I’m on the waitlist (batch 10) for the 128GB Framework Desktop, but I’m trying to compare it realistically with other options - particularly the Mac Studio M3 Ultra (96GB).
I’ve looked at benchmarks and charts, but what I really need is a sense of how these machines compare in real-world usage. My main use cases are:
Generative AI (LLMs)
Transcription (Whisper)
General business use
Current setup: I’m juggling a MacBook Pro and a small Lenovo Windows PC. I recently sold my custom AI workstation, expecting to move to the Framework Desktop, but now I’m wondering if the Mac Studio might be the more ‘seamless’ option, since it’d save me switching between Windows and macOS.

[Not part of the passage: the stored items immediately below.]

PR #158, opened 2021-08-25
Process packages with header only signature

lubomir:


puiterwijk (approved):
This looks good to me.

puiterwijk (approved):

The issue: The Mac Studio M3 Ultra (28/60, 96GB) costs around 70% more. Is the Framework Desktop’s performance-to-price ratio such a strong deal that it outweighs the Mac Studio’s ease of use?
Compactness is a key factor for me, and I need the system to run the local LLM due to data protection - cloud is not an option here.
Would love to hear your thoughts from anyone who’s used either (or both) in similar workloads. Maybe I’m even overdoing it on the RAM side of things - I’ve always just been under the impression that more RAM is always better.
On paper M3 Ultra is over 3 times as fast in memory bandwith at 819 GB/s versus 256 GB/s. In real terms its 1.5-2 times faster at LLM inferencing according to the video below.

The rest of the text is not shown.